Willenbring used some of her cosmogenic nuclide techniques in her research in Antarctica and Puerto Rico. She dated meltwater pulses in Antarctica during warming periods using the ratio of beryllium-10 to beryllium-9. Willenbring is an investigator at the Luquillo Critical Zone Observatory in Puerto Rico where she and her colleagues use beryllium-10, as well as other cosmogenic nuclides, to investigate how Puerto Rico's landscape has affected its biodiversity. Their research has uncovered that nutrient-rich dust travels to Puerto Rico from the Sahara Desert which helps trees to grow in Puerto-Rico's nutrient-poor soil.

In 2016, Willenbring received a National Science Foundation CAREER grant to study how beryllium isotopes can be used to track land-based sediment. Some of the funds will continue her citizen science project, "Soil Kitchen".

In addition to Antarctica and Puerto Rico, Willenbring has also conducted research in Canada, and the South Fork Eel River in Northern California.

== Awards and honors ==

- 2020 American Geophysical Union Earth and Planetary Surface Processes Marguerite Williams Award
- 2018 Geological Society of America Fellow
- 2017 UC San Diego Equal Opportunity/Affirmative Action and Diversity Award
- 2016 US National Science Foundation, CAREER Award
- 2015 Antarctica Service Medal

Willenbring has also received significant funding from the National Science Foundation and the University of Pennsylvania.

== Public engagement ==
Willenbring has been credited with bringing the #MeToo and #TimesUp movement to science. In 2016, she filed a Title IX complaint of sexual harassment against her graduate school adviser, Dr. David R. Marchant. Her story received extensive media attention because the story was released the day after the New York Times story of Harvey Weinstein's alleged sexual assault and harassment that helped spark the viral #MeToo movement. The case led to an investigation by the science committee of the US House of Representatives, as well as the renaming of an Antarctic glacier previously named after Marchant and his firing from Boston University. Her case also contributed to the creation of new policies within professional societies around fellowship and medal award procedures, and to new US National Science Foundation funding policies. She is featured prominently in the 2020 PBS Nova documentary Picture a Scientist, discussing her experiences and opinions on the matter.

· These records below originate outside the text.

PR #17152, opened 2023-06-30
fix: Not check the license for default production build

mshabarov:
Workaround for false license checking result leading to require license for default bundle even if no commertial components are used in the project.


mshabarov:
Closed in favour of https://github.com/vaadin/flow/pull/17153

PR #17153, opened 2023-06-30
fix: Validate license only for used components

Artur-:
The package list always includes all packages (from @NpmPackages). We need to check which js modules are actually used to know which components are used


caalador (commented):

Willenbring continues to raise awareness about sexual harassment in academia. She has advocated for the National Science Foundation to promote safer working conditions at all of their funded research sites. She also brought the Growing Up Science lecture series to the Scripps Institution of Oceanography; The series is intended for scientists to share stories on the challenges they faced while throughout their career path. Willenbring was awarded the UC San Diego Equal Opportunity/Affirmative Action and Diversity Award in 2018 for her efforts.

Willenbring also developed the citizen science project "Soil Kitchen". The program allows people to bring in their soils to be tested for heavy metal contamination and soil nutrients. The project is designed to educate the public and clean up urban contamination.

== Personal life and other interests ==
Willenbring has one child, who was born in 2012.